[Stored data entries]

§

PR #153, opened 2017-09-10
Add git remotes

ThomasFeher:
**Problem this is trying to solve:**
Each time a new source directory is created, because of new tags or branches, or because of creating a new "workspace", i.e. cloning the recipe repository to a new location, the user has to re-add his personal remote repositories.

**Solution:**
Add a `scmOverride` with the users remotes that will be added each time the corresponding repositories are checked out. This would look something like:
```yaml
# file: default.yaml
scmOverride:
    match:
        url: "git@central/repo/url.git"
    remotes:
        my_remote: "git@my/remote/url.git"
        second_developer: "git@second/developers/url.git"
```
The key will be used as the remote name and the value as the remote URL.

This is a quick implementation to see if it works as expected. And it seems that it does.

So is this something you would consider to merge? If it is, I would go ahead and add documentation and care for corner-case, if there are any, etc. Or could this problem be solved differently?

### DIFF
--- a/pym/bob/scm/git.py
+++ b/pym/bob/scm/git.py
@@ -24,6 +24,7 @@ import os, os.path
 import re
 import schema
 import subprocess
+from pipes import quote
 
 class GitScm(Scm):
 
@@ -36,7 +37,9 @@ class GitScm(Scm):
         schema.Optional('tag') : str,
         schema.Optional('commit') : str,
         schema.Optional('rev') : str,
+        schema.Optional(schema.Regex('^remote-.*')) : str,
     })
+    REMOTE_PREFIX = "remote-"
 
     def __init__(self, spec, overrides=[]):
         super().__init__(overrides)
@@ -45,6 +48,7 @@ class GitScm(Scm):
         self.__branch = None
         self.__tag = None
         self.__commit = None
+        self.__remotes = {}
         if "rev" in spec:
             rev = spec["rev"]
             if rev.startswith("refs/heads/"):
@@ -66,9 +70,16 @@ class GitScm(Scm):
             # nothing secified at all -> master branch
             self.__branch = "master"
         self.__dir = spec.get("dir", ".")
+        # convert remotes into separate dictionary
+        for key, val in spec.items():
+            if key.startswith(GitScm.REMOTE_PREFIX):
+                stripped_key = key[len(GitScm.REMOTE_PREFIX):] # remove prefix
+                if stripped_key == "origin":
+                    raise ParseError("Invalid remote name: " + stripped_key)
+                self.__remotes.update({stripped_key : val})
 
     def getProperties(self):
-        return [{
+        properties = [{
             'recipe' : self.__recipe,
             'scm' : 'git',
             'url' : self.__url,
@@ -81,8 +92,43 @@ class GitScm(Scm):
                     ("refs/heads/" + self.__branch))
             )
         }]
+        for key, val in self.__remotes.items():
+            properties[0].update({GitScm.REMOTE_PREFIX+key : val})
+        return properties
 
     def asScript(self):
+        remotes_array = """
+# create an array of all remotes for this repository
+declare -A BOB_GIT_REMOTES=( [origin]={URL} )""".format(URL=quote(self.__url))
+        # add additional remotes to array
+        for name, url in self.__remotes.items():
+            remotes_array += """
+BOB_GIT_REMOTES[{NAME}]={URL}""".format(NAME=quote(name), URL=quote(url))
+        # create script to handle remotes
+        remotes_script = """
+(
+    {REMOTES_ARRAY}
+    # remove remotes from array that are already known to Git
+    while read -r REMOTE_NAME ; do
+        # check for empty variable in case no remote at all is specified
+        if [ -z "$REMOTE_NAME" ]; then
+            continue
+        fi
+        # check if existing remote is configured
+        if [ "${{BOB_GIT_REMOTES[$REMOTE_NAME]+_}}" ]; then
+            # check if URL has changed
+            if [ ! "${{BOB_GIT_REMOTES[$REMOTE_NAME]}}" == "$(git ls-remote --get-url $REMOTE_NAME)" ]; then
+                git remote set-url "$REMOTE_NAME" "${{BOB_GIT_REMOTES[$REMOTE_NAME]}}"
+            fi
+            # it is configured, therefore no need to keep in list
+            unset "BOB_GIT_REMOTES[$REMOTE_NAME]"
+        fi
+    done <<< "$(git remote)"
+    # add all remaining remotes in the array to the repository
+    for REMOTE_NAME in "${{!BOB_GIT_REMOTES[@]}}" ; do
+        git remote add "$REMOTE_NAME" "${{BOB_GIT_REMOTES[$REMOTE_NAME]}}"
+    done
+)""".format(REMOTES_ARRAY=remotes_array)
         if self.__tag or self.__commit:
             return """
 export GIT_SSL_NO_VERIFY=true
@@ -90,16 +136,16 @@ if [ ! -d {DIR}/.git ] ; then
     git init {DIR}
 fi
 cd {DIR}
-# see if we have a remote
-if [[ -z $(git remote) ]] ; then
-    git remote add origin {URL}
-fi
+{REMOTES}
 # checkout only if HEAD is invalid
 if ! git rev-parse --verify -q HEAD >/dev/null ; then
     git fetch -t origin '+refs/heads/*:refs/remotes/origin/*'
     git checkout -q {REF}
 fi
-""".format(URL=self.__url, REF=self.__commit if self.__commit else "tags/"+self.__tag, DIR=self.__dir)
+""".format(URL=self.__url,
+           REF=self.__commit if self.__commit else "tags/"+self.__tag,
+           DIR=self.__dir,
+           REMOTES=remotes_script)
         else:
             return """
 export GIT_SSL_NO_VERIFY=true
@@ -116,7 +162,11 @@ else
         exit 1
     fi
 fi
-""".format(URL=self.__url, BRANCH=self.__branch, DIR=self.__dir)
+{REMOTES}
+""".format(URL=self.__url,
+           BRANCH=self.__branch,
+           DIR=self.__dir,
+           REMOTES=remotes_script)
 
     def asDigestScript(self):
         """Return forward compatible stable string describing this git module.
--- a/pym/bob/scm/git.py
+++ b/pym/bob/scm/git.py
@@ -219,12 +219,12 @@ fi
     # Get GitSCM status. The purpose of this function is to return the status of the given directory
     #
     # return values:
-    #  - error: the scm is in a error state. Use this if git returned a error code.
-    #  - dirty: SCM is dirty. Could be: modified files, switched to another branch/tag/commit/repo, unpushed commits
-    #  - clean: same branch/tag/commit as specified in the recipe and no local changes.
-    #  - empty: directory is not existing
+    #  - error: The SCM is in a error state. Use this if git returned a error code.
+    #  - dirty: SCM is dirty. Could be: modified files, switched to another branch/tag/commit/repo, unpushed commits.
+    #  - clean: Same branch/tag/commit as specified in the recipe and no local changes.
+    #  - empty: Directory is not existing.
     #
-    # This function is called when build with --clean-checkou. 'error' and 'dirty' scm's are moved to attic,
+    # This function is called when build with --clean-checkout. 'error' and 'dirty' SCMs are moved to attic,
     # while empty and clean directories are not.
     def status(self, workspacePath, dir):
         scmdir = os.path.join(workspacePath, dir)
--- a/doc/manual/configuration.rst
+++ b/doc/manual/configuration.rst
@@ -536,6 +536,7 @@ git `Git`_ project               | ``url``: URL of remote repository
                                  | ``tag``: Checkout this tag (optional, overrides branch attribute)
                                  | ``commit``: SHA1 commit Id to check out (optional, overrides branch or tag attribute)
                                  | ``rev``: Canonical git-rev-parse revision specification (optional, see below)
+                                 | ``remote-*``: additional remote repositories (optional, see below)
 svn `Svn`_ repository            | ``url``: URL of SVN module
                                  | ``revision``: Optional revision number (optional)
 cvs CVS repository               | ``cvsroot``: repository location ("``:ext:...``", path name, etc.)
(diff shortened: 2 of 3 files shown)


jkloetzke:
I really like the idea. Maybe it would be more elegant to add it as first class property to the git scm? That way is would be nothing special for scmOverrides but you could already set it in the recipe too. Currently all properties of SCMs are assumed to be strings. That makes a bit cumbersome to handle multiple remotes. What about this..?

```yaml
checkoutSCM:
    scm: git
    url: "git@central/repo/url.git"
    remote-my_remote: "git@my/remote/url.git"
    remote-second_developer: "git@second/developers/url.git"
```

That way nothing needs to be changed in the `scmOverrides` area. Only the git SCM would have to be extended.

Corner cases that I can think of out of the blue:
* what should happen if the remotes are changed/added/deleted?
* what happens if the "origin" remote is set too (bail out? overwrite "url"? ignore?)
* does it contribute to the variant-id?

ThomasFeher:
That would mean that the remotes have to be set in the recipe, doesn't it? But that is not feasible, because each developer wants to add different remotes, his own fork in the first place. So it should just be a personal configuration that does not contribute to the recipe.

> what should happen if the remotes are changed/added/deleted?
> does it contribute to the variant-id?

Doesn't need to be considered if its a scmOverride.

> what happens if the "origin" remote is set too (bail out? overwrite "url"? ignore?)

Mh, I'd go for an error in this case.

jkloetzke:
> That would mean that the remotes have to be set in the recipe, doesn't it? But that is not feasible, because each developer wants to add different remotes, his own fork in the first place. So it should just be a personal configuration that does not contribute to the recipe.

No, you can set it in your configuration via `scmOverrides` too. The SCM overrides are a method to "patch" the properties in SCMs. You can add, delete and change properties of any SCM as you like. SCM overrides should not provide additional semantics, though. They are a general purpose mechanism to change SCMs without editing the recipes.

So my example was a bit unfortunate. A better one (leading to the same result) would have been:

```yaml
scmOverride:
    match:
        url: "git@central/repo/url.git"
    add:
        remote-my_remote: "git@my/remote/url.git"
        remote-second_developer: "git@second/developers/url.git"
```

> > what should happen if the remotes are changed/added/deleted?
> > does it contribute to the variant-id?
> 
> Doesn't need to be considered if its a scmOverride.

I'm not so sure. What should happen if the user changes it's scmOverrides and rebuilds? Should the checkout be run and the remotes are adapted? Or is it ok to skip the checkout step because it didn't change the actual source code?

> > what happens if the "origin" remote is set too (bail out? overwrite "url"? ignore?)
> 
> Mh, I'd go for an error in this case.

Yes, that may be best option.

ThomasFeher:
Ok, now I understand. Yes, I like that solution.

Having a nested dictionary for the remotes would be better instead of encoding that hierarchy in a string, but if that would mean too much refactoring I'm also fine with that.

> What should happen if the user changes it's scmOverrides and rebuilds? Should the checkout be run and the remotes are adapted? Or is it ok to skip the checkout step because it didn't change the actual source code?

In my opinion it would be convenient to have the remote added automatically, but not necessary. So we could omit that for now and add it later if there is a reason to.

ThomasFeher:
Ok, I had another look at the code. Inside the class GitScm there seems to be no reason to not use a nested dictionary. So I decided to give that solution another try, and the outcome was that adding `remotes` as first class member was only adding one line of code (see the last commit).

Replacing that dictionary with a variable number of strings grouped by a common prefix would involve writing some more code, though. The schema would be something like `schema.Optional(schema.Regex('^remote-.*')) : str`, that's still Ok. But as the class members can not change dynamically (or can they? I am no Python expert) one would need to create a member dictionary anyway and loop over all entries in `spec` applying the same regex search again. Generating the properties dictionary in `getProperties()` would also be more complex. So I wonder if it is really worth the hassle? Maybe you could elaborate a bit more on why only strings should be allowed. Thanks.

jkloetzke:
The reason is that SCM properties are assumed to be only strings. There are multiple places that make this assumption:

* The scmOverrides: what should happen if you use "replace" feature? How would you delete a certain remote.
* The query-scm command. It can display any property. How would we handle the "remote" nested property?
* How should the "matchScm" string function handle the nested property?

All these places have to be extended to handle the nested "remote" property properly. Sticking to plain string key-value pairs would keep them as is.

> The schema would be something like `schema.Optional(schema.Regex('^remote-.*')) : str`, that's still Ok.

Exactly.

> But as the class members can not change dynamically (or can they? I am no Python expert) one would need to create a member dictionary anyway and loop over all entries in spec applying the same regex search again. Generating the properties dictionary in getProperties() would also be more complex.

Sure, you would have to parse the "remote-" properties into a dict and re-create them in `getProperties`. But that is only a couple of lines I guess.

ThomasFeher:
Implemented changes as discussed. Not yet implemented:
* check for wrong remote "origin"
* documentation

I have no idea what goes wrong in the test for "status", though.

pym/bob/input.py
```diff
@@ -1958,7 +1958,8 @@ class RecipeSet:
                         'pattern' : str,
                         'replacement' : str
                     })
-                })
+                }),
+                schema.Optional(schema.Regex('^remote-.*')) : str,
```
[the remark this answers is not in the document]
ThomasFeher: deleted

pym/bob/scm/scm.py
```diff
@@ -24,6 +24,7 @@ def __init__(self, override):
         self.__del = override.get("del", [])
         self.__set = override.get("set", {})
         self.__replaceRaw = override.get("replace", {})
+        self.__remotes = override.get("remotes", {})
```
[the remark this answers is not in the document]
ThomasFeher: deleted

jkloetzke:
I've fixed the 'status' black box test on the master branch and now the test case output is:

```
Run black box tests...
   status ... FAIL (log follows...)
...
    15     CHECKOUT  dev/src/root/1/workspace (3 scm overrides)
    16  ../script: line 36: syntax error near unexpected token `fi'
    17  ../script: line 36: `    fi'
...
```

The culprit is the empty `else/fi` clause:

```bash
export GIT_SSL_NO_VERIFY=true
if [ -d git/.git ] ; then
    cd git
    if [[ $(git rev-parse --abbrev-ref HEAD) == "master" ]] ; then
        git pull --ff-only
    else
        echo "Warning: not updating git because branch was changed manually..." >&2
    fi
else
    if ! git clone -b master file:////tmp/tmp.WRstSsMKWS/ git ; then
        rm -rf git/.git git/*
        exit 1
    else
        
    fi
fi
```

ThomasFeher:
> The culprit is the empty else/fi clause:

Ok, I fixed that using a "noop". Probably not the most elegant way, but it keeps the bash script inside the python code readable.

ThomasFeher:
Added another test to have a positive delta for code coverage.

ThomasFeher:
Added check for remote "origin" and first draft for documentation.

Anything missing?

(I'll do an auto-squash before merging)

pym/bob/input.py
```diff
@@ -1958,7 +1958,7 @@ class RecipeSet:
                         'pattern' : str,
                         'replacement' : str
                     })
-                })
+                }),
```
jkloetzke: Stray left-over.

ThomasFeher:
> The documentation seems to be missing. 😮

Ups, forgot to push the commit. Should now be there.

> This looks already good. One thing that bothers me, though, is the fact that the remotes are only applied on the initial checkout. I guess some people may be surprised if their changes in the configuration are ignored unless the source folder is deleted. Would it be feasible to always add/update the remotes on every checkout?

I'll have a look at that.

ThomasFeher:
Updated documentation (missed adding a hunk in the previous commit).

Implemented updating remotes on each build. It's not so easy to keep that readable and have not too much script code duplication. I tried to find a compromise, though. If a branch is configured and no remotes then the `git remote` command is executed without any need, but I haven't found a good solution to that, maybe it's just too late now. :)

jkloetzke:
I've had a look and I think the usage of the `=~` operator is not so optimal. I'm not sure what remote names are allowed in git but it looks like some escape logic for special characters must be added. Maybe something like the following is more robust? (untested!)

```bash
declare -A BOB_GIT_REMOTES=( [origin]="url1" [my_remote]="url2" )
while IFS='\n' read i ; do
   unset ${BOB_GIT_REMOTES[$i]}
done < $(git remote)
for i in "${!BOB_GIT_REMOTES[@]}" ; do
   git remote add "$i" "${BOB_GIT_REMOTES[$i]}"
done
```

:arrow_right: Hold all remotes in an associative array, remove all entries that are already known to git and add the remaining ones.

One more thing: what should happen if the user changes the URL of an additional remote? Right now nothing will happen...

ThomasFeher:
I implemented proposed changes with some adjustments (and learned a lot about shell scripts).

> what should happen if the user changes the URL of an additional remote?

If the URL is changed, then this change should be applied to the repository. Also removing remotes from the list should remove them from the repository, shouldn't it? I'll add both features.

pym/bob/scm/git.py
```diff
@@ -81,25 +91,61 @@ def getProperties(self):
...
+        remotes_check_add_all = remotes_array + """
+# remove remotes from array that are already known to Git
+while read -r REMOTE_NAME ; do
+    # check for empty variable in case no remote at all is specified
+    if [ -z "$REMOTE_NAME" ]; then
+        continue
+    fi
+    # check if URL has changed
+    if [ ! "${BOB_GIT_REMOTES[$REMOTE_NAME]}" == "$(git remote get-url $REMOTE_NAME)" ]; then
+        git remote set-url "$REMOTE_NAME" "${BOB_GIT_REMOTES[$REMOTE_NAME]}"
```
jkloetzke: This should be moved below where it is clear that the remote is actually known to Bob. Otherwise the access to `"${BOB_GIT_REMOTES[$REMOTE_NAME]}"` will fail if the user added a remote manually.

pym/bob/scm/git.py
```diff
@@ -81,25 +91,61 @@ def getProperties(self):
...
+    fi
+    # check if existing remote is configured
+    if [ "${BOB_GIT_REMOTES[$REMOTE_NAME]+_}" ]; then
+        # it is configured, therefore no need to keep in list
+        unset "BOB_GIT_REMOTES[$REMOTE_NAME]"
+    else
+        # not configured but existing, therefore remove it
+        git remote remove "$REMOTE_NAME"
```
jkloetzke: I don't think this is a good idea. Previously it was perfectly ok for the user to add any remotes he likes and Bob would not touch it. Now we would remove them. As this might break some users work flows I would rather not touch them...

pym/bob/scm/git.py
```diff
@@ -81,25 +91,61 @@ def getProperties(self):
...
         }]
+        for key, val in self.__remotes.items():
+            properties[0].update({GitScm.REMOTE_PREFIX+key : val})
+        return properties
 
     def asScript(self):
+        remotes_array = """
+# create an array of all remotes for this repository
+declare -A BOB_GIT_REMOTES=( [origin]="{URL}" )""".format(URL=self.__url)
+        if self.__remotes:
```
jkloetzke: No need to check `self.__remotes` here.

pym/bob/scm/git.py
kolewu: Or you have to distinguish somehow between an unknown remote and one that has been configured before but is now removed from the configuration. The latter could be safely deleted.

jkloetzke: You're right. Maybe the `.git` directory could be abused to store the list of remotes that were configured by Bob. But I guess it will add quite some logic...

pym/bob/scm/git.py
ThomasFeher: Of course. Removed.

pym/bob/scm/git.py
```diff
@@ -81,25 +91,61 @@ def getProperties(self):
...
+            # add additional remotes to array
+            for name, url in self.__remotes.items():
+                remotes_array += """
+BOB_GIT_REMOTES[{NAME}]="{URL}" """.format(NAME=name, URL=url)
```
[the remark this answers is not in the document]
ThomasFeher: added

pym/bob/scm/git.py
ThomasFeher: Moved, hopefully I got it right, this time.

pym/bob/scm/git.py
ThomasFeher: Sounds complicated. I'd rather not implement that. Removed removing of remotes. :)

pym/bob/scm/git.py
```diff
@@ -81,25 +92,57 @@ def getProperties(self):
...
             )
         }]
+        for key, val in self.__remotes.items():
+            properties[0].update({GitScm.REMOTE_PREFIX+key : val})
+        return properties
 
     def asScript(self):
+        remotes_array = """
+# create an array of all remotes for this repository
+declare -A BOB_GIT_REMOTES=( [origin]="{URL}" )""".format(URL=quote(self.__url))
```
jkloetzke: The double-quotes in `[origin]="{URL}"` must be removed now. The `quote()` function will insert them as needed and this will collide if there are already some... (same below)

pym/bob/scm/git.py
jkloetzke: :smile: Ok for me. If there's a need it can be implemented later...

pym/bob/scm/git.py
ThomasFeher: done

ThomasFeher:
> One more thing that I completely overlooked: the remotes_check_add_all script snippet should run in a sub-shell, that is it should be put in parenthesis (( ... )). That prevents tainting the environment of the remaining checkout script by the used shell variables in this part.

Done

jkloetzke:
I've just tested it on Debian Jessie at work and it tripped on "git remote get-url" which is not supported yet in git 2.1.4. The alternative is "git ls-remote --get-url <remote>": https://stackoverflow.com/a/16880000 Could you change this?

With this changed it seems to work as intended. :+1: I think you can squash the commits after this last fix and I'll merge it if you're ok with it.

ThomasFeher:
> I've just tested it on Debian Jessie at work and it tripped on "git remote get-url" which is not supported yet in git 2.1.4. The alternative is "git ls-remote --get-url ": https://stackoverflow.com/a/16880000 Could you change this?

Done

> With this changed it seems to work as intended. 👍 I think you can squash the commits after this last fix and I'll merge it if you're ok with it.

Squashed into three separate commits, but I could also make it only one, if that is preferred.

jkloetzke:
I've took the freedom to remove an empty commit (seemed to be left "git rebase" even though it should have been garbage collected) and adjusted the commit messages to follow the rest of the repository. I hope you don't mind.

§

**What you will do:** Retype exactly the lines of the data above that fall between the line with "of remote repository" and the line with "overrides branch attribute)", inclusive, and add nothing.

**Final answer:**
@@ -536,6 +536,7 @@ git `Git`_ project               | ``url``: URL of remote repository
                                  | ``tag``: Checkout this tag (optional, overrides branch attribute)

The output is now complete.